What is expected:
Among the entries below, how many lines include the string "sandbox"? Answer with only the number.

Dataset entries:
┌────────
PR #125, opened 2018-03-12
More flexible query analysis

storojs72:


firewall/firewall_test.go
```diff
@@ -0,0 +1,246 @@
...
+		"SELECT EMP_ID, LAST_NAME FROM EMPLOYEE WHERE CITY = 'Seattle' ORDER BY EMP_ID;",
+		"SELECT EMP_ID, LAST_NAME FROM EMPLOYEE, EMPLOYEE_TBL WHERE CITY = 'Seattle' ORDER BY EMP_ID;",
+		"SELECT EMP_ID, LAST_NAME FROM EMPLOYEE WHERE CITY = 'INDIANAPOLIS' ORDER BY EMP_ID asc;",
+		"INSERT INTO Customers (CustomerName, ContactName, Address, City, PostalCode, Country) VALUES ('Cardinal', 'Tom B. Erichsen', 'Skagen 21', 'Stavanger', '4006', 'Norway');",
+		"INSERT INTO Customers (CustomerName, City, Country) VALUES ('Cardinal', 'Stavanger', 'Norway');",
+	}
+
+	blacklistHandler.AddTables([]string{"EMPLOYEE_TBL", "Customers"})
+
+	err := firewall.HandleQuery(testQueries[0])
```
Lagovas: why not iterate over all queries in loop?

firewall/firewall_test.go
```diff
@@ -0,0 +1,246 @@
...
+		t.Fatal(err)
+	}
+
+	testBlacklistTables(t, firewall, blacklistHandler)
+}
+
+func testBlacklistTables(t *testing.T, firewall * Firewall, blacklistHandler * handlers.BlacklistHandler){
+
+	testQueries := []string {
+		"SELECT EMP_ID, LAST_NAME FROM EMPLOYEE_TBL WHERE CITY = 'Seattle' ORDER BY EMP_ID;",
```
Lagovas: can you add tests for queries with aliases? For example:
```
`"SELECT EMP_ID, LAST_NAME FROM EMPLOYEE_TBL AS EMPL_TBL WHERE CITY = 'Seattle' ORDER BY EMP_ID;"`
SELECT EMP_ID, LAST_NAME FROM EMPLOYEE_TBL EMPL_TBL WHERE CITY = 'Seattle' ORDER BY EMP_ID;"`
```
Below I see code `sqlparser.String(table.(*sqlparser.AliasedTableExpr)) == forbiddenTable` and not sure what actually checks - aliases or table names.

firewall/handlers/handlers_test.go
```diff
@@ -0,0 +1,45 @@
...
+
+}
+
+func areEqual(a []string, b []string) bool {
+	if len(a) != len(b){
+		return false
+	}
+
+	for index := 0; index < len(a); index++{
+		if a[index] != b[index]{
```
Lagovas: [strings.EqualFold()](https://golang.org/pkg/strings/#EqualFold)

firewall/handlers/handlers_util.go
```diff
@@ -0,0 +1,26 @@
...
+		}
+	}
+	return result
+
+}
+
+func contains(queries []string, query string) (bool, int) {
+
+	for index, queryFromRange := range queries {
+		if queryFromRange == query {
```
Lagovas: [strings.EqualFold()](https://golang.org/pkg/strings/#EqualFold)

firewall/firewall_test.go
storojs72: This is for clarity. 0, 2, 4 and 5 queries should be blocked by firewall, while 1 and 3 should pass

firewall/firewall_test.go
storojs72: Actually, I used this code as in the tests of sqlparser (https://github.com/xwb1989/sqlparser/blob/master/analyzer_test.go#L125)

storojs72: Hmm, thanks. It seems it doesn't work for aliased tables

firewall/firewall_test.go
Lagovas: what about this?
```
queriesToBlock := []int{0,2,4,5}
for _, i := range queriesToBlock{
  err := firewall.HandleQuery(testQueries[i])
}
```
because when I read, I saw sequence 0,1,2,3,4 and missed that some of them compared as  `==` and some of them `!=` )

firewall/handlers/handlers_util.go
```diff
@@ -1,28 +1,46 @@
 package handlers
 
-import "strings"
+import (
+	"testing"
+	"strings"
+)
 
-func removeDuplicates(input []string) []string {
+func TestUtilities(t *testing.T){
```
Lagovas: maybe test function better to move to *_test.go file?

Issue #1526, opened 2017-10-19
Upgrades paid via PayPal can result in immediate subscription cancellations


mindctrl:
Have a customer seeing this sometimes. It happens due to ordering of the IPNs.

When they come in like this: `subscr_payment` and then `subscr_signup` (as opposed to the other way around), the subscription ends up getting cancelled when the `subscr_signup` comes in.

When `subscr_payment` comes in, we set the payment profile ID here: https://github.com/restrictcontentpro/restrict-content-pro/blob/2.9.5/includes/gateways/class-rcp-payment-gateway-paypal.php#L400

When `subscr_signup` comes in after `subscr_payment`, we check to see if a member just upgraded and then cancel their saved profile ID: https://github.com/restrictcontentpro/restrict-content-pro/blob/2.9.5/includes/gateways/class-rcp-payment-gateway-paypal.php#L372-L374

I think we can remove `$member->set_payment_profile_id( $posted['subscr_id'] );` from the `subscr_payment` block and it will fix this.

PR #1527, opened 2017-10-19
Don't set payment profile ID in PayPal during subscr_payment events. #1526

mindctrl:
#1526


nosegraze:
PayPal sandbox isn't working for me right now. I can try again later today.

Were you able to test this @mindctrl ?

mindctrl:
@nosegraze yes, but I never did see PayPal send the IPNs in that order. In my tests `subscr_signup` was coming in before `subscr_payment`.

nosegraze:
Well look at that... just tested again and sandbox not only worked, but the `subscr_payment` IPN even came through first. :P Worked perfectly fine.

mindctrl:
Yay!

PR #1540, opened 2017-10-26
Mark payments as refunded with webhooks #1413

### LINKED ISSUE #1413: Mark payments as refunded with webhook listener (Stripe)
The Stripe webhook listener doesn't currently process the **charge.refunded** event. It would be useful if payments refunded in Stripe were automatically marked as such in RCP - should be pretty simple to achieve with an extra `$event->type` conditional in the gateway's `process_webhooks()`.

nosegraze:
Closes  #1413

### DIFF
--- a/includes/gateways/class-rcp-payment-gateway-stripe.php
+++ b/includes/gateways/class-rcp-payment-gateway-stripe.php
@@ -684,6 +684,28 @@ class RCP_Payment_Gateway_Stripe extends RCP_Payment_Gateway {
 
 					}
 
+					// Refunded payment.
+					if ( $event->type == 'charge.refunded' ) {
+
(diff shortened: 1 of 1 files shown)


includes/gateways/class-rcp-payment-gateway-stripe.php
```diff
@@ -684,6 +684,28 @@ public function process_webhooks() {
 
 					}
 
+					// Refunded payment.
+					if ( $event->type == 'charge.refunded' ) {
+
+						rcp_log( 'Processing charge.refunded webhook.' );
```
pippinsplugins: Let's add the webhook's event ID here for easier debugging.

nosegraze: Updated!

PR #1544, opened 2017-10-31
Add more data to payments export #1142

### LINKED ISSUE #1142: Add more info to payments export
We should add:

- transaction_id
- status

And, after #1000, discount_code and gateway.

nosegraze:
Closes #1142


nosegraze:
Updated to add them, though I named `object_id` as `Subscription ID` rather than `Object ID` since we only support subscriptions right now. I reckon we can change the name of that if/when we add other types.

PR #1576, opened 2017-11-15
Don't require a paid account with level restrictions #1569

### LINKED ISSUE #1569: Free user can't view post restricted to "specific levels" if one is paid
Set up post restrictions for `Members of specific subscription levels` and select at least two levels: one free one and one paid. When a user is on the paid plan they can see the content, but when a user is on the free plan they cannot.

See this block: https://github.com/restrictcontentpro/restrict-content-pro/blob/master/includes/class-rcp-member.php#L1313-L1318

Basically if one of the levels is paid, then it suddenly becomes a requirement that the user be on a paid level to view the content.

Is there a reason we need that block at all?

nosegraze:
Closes #1569

### DIFF
--- a/includes/admin/metabox.php
+++ b/includes/admin/metabox.php
@@ -149,13 +149,15 @@ function rcp_save_meta_data( $post_id ) {
 
 				case 'specific' :
 
+					$is_paid = true;
+
 					$levels = array_map( 'absint', $_POST[ 'rcp_subscription_level' ] );
 
 					foreach( $levels as $level ) {
 
 						$price = rcp_get_subscription_price( $level );
-						if( ! empty( $price ) ) {
-							$is_paid = true;
+						if( empty( $price ) ) {
+							$is_paid = false;
 							break;
 						}
 
@@ -177,16 +179,6 @@ function rcp_save_meta_data( $post_id ) {
 
 			update_post_meta( $post_id, 'rcp_access_level', absint( $_POST[ 'rcp_access_level' ] ) );
 
-			$levels = rcp_get_subscription_levels();
-			foreach( $levels as $level ) {
-
-				if( ! empty( $level->price ) ) {
-					$is_paid = true;
-					break;
-				}
-
-			}
-
 			// Remove unneeded fields
 			delete_post_meta( $post_id, 'rcp_subscription_level' );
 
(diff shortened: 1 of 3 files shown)


mindctrl:
That test doesn't appear to be valid really, since the user has the level required to access content. There's no use case where the user has a paid level and ends up with a free status.

nosegraze:
👍

mindctrl:
I think `test_cannot_access_active_content_as_free_member()` covers the intended use for `test_cannot_access_active_content_as_free_member_with_subscription_level()` (see original test, not the updated one here). The latter doesn't seem like a good test, since we don't set a `free` status on members that have paid levels. I don't recall why we originally had the paid check loop and this test. @pippinsplugins do you?

nosegraze:
I think your'e right, but maybe we also need to look at when we're actually saving `_is_paid` as `true` in the meta:

```php
case 'specific' :

	$levels = array_map( 'absint', $_POST[ 'rcp_subscription_level' ] );

	foreach( $levels as $level ) {

		$price = rcp_get_subscription_price( $level );
		if( ! empty( $price ) ) {
			$is_paid = true;
			break;
		}

	}

	update_post_meta( $post_id, 'rcp_subscription_level', $levels );

	break;
```

So once again, if _any_ of the specific levels are paid, then we set `_is_paid` to true. Presumably what we actually want to do is default `$is_paid` to `true` in this block, then check if any of the chosen subscription levels are free, and if so, change `$is_paid` to `false` ?

So if _all_ of the chosen levels are paid, then `_is_paid` should be `true`.
If _any_ of them are free, then `_is_paid` should be `false`.

mindctrl:
@nosegraze I think you're right. There's also similar logic in the other cases, where it sets `_is_paid` if any paid sub levels exist at all, even if the restriction settings are tied to roles or access levels.

I don't remember all the history about why that was the case, but I'd love to rip it all out if we can. Updating the PR here in a few.

mindctrl:
Just pushed the update that I meant to send last night. @nosegraze do you foresee any issues with that?

nosegraze:
This looks good to me.

The only downside is that if access level or role is used, `_is_paid` will just always be `false`. However, given that access levels and roles are far more complex and can span over multiple different levels, I think I'm fine with that.

mindctrl:
@nosegraze can you give this one more look and test? If all goes well, let's merge it.

nosegraze:
Yes I'll take a closer look today. I also just sent the changes to a customer who ran into this issue. I'm waiting to hear back to see if it fixed the problem for him.

nosegraze:
Tested and confirmed the following:

- [x] When selecting two levels - one free and one paid - the `_is_paid` meta is not set. User on free level can access. User on paid level can access.
- [x] When selecting one level - paid level - the `_is_paid` meta is set. User on paid level can access.
- [x] When selecting one level - free level - the `_is_paid` meta is not set. User on free level can access.
- [x] When selecting three levels - all different paid ones - the `_is_paid` meta is set. User on one of the paid levels can access.
- [x] When selecting two levels - different free ones - the `_is_paid` meta is not set. User on one of the free levels can access.

Issue #814, opened 2016-12-08
Replace "prevent account sharing" with a maximum number of simultaneous connections 


geoffreybr:
Our typical user uses our website on his personal computer, on his smartphone and on his work computer. The current option let us choose between allowing a single connection (so the user has to connect every time he switches between his devices, which is painful) and allowing an unlimited number of connections (so the user can share his account).

It could be nice to replace the checkbox with a number input to let the admin choose the number of simultaneous connections. I think this number simply need to be used in line 431 of *includes/misc-functions.php*. A WP filter on it could be great too.
Moreover, it could be nice to customize it with a parameter in the subscription level in order to create one-connection subscription level, and a more expensive ten-connection subscription level for example. I already did this in my own plugin to create a more flexible subscription level allowing account sharing, using the `rcp_no_account_sharing` filter.

*At the moment, I do not have enough time to make a pull request and test it properly. Maybe later, but I put it here if you are faster than me :grinning:...*

pippinsplugins:
I like this idea.

geoffreybr:
@mindctrl Do you think this could be integrated before 2.8 ? I can check if there are conflicts with 2.7 if that's helpful.

mindctrl:
@geoffreybr we're aiming to release 2.8 by end of this month - we're moving to shorter, smaller release cycles.

geoffreybr:
I just made a new PR without the parameter in the subscription level. Should it be possible to review it and include it in the next version?
I really need it for 3 of my clients (so 3 of yours too :smiley:). Thanks!

PR #1578, opened 2017-11-17
#814 - Replace 'Prevent account sharing' with a 'Maximum number of simultaneous connections'

geoffreybr:
A lighter version of #890 with the replacement of the bool by a number only.

This may need further testing but it works for 0 (unlimited), 1, 2, 3 simultaneous connections.
This should be compatible with previous version as the previous parameter was '1' for account sharing prevented and 'not set' for account sharing allowed.

Refers to issue #814


includes/misc-functions.php
```diff
@@ -326,15 +326,27 @@ function rcp_get_current_url() {
...
+ * Returns the "Maximum number of simultaneous connections per member".
+ *
+ * @access private
+ * @since  2.7
+ * @return int
+*/
+function rcp_no_account_sharing_number() {
 	global $rcp_options;
-	return (bool) apply_filters( 'rcp_no_account_sharing', isset( $rcp_options['no_login_sharing'] ) );
+	return apply_filters( 'rcp_no_account_sharing', $rcp_options['no_login_sharing'] );
```
nosegraze: If someone previously had the option unchecked, this would throw a PHP notice:

```
Undefined index: no_login_sharing
```

You need to check if it's set first.

geoffreybr: Fixed in e7aca86ba785681353981c9f04c85c234cb8a528

Issue #192, opened 2015-06-26
Add batch export API


pippinsplugins:
Just like we added in EDD, RCP should have a batch export API to allow it to handle large amounts of data.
└────────
Response:
2